> [What you need to do] Show every line of the data that includes the word "KyberEncryptionRandomness".

· · ·

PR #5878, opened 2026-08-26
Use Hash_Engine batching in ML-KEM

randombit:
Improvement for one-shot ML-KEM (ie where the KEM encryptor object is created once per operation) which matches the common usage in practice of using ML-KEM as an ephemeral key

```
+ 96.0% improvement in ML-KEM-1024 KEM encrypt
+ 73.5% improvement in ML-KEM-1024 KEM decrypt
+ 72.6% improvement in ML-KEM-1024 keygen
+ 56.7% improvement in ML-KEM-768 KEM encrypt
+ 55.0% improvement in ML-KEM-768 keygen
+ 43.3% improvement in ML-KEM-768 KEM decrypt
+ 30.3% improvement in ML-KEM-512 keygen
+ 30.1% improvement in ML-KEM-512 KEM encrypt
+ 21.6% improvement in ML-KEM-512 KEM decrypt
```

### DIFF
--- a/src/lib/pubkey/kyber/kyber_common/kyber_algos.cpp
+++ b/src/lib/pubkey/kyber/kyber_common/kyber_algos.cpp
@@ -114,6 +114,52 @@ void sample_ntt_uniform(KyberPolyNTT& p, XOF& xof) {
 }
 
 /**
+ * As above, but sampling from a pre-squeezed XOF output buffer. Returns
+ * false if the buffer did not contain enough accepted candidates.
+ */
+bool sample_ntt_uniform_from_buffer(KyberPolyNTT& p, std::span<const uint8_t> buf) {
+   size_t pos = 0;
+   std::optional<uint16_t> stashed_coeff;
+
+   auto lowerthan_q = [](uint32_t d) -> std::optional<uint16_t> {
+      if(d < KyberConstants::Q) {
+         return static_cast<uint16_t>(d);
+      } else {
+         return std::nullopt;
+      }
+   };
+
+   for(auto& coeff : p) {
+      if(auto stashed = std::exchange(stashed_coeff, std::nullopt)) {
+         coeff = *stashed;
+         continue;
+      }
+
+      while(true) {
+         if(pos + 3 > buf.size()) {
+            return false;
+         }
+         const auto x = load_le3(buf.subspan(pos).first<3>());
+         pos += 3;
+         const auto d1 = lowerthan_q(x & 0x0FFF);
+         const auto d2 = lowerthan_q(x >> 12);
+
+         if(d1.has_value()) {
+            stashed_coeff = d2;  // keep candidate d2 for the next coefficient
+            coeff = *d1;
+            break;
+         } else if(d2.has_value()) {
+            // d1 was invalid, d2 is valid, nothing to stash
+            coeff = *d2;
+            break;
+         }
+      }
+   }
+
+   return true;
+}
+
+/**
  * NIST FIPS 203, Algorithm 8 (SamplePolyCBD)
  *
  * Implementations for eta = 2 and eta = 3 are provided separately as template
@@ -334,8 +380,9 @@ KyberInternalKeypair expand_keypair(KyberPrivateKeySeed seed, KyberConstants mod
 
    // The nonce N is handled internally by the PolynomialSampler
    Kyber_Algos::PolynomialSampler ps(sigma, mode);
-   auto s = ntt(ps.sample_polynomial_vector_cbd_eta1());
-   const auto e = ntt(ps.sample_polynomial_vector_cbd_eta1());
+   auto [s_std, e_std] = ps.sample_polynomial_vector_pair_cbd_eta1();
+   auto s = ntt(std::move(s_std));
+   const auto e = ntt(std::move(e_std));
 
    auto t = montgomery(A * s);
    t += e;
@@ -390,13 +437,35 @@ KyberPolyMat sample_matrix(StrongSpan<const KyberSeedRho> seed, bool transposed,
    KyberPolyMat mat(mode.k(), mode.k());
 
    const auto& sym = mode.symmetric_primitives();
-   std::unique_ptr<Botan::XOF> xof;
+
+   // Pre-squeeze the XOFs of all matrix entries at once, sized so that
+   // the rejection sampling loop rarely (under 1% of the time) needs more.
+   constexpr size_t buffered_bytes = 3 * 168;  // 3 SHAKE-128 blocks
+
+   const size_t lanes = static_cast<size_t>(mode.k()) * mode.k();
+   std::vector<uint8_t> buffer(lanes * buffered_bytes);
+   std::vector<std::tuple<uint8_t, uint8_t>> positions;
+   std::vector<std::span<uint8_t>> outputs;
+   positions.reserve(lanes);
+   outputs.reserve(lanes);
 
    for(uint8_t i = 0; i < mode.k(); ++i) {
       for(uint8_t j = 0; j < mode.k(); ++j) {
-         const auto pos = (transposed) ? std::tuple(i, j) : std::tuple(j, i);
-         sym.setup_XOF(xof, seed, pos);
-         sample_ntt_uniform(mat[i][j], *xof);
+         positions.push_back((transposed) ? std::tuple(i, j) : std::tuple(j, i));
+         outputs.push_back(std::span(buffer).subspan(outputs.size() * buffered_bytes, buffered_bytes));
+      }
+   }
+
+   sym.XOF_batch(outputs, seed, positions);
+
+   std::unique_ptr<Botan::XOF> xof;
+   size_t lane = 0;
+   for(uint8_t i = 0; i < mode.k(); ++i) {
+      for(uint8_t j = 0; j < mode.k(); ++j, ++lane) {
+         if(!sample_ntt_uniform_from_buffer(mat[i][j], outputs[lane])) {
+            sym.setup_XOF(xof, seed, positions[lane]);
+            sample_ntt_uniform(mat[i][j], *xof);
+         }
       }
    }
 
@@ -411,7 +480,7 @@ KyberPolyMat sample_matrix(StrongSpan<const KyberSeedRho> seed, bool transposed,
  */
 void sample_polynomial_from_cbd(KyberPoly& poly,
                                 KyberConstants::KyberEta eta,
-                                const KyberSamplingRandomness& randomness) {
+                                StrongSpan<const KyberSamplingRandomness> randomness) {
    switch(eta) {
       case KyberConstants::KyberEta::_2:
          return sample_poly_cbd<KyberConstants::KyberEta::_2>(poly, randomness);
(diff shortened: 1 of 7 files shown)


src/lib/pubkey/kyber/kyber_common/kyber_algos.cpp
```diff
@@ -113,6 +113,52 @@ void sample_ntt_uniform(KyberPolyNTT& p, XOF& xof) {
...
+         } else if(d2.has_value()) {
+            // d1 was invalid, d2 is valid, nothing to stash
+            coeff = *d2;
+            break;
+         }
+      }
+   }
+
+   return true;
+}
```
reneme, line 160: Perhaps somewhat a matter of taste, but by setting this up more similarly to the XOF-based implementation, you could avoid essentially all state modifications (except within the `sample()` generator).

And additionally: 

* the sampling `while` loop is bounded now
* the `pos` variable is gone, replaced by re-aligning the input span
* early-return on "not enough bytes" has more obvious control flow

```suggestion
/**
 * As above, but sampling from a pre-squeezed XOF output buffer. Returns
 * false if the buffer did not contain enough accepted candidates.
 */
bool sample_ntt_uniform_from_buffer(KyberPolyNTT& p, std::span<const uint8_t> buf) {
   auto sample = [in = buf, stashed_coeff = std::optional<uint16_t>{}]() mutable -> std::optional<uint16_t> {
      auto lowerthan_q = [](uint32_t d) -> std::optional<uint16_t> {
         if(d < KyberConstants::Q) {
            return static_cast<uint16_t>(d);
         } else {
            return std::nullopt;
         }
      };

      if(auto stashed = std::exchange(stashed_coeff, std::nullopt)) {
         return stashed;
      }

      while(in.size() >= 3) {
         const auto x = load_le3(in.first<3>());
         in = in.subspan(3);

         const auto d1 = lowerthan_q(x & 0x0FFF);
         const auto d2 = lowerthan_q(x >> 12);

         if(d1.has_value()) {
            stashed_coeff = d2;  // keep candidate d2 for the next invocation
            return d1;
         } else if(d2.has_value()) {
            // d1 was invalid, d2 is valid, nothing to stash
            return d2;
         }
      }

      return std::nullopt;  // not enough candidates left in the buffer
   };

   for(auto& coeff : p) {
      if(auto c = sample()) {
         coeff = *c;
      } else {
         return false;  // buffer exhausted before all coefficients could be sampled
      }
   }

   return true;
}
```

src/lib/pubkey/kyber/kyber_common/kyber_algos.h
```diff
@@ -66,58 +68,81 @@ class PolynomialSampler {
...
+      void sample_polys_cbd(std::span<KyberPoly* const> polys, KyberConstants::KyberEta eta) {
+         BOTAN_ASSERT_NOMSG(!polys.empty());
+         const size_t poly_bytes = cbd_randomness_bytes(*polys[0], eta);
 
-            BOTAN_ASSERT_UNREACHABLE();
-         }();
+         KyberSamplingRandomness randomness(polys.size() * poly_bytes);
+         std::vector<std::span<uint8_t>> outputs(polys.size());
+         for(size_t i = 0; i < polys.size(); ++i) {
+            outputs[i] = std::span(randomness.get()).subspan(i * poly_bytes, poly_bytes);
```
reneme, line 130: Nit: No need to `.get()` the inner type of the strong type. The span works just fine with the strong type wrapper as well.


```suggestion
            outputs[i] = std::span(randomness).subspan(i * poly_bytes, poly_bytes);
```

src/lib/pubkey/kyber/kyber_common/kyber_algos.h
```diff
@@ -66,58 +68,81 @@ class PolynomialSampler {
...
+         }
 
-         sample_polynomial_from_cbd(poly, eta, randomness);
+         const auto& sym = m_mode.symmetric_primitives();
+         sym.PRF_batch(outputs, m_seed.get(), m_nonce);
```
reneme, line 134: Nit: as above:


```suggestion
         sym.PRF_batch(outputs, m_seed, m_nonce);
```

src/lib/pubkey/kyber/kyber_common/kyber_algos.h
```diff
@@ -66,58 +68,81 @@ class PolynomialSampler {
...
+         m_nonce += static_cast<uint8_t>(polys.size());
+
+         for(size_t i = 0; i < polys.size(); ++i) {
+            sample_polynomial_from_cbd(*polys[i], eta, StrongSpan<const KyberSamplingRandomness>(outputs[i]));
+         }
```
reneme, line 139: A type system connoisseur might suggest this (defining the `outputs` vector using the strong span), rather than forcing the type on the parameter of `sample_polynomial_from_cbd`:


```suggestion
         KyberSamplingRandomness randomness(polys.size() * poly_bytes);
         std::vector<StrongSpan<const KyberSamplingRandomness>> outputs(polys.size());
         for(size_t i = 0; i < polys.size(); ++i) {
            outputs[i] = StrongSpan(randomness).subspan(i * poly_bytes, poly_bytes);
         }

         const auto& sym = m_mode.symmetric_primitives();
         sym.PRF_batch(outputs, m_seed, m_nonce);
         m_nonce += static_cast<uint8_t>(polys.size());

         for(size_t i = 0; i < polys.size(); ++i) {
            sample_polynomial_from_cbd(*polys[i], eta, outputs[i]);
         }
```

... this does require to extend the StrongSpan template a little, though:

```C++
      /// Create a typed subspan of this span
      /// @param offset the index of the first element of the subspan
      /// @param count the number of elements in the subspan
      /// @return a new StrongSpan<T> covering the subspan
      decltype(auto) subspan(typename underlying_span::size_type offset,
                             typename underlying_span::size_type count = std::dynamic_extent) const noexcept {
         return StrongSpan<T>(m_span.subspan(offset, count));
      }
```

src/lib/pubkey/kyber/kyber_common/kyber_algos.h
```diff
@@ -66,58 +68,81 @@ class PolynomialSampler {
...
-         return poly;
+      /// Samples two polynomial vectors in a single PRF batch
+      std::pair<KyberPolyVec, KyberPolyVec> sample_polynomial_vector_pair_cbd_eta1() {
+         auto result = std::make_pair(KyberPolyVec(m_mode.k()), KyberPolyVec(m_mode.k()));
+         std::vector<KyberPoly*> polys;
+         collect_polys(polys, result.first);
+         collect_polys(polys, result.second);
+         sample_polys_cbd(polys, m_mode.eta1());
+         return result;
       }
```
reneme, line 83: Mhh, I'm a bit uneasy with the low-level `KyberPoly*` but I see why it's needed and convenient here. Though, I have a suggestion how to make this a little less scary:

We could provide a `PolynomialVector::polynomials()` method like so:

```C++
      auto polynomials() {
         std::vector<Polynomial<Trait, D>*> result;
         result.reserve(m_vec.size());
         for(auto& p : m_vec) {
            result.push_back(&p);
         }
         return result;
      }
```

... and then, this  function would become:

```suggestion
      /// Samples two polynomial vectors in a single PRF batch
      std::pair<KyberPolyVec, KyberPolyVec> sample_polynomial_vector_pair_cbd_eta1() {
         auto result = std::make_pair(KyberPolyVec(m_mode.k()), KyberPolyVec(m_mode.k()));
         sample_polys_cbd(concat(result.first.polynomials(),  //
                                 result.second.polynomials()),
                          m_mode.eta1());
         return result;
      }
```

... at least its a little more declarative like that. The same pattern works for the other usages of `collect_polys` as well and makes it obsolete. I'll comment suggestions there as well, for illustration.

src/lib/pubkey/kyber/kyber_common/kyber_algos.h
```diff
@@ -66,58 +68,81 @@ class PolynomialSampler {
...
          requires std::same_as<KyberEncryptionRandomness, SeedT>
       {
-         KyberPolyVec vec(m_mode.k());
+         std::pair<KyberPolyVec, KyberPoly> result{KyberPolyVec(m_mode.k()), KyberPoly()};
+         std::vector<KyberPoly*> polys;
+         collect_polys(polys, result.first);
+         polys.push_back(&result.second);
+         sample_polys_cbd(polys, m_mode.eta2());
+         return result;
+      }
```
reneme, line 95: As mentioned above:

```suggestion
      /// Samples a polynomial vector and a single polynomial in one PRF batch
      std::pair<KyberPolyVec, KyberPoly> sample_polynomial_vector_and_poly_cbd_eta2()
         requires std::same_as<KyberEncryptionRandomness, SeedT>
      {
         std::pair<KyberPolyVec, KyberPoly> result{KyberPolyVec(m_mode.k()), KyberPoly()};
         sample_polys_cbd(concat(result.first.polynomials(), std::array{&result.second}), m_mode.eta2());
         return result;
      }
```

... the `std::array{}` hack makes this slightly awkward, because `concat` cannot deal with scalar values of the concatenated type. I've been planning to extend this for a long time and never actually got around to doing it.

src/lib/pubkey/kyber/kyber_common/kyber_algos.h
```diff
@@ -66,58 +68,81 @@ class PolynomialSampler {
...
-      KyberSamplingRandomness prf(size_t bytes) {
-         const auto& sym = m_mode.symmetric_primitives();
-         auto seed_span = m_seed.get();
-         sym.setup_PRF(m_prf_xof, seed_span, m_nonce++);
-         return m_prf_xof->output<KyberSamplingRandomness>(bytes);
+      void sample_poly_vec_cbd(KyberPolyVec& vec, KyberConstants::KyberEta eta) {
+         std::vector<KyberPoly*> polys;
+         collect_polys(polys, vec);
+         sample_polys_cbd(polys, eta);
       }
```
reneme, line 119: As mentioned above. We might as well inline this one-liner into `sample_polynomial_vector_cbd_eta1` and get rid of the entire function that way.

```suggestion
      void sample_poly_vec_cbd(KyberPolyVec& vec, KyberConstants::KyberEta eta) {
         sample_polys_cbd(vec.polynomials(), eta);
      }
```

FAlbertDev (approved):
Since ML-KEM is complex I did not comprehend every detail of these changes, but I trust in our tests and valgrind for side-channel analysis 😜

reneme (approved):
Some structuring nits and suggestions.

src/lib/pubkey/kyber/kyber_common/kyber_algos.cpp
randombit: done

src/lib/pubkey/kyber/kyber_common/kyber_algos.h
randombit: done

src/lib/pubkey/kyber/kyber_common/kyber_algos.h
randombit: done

· · ·

> [Reply to the task]
          requires std::same_as<KyberEncryptionRandomness, SeedT>
         requires std::same_as<KyberEncryptionRandomness, SeedT>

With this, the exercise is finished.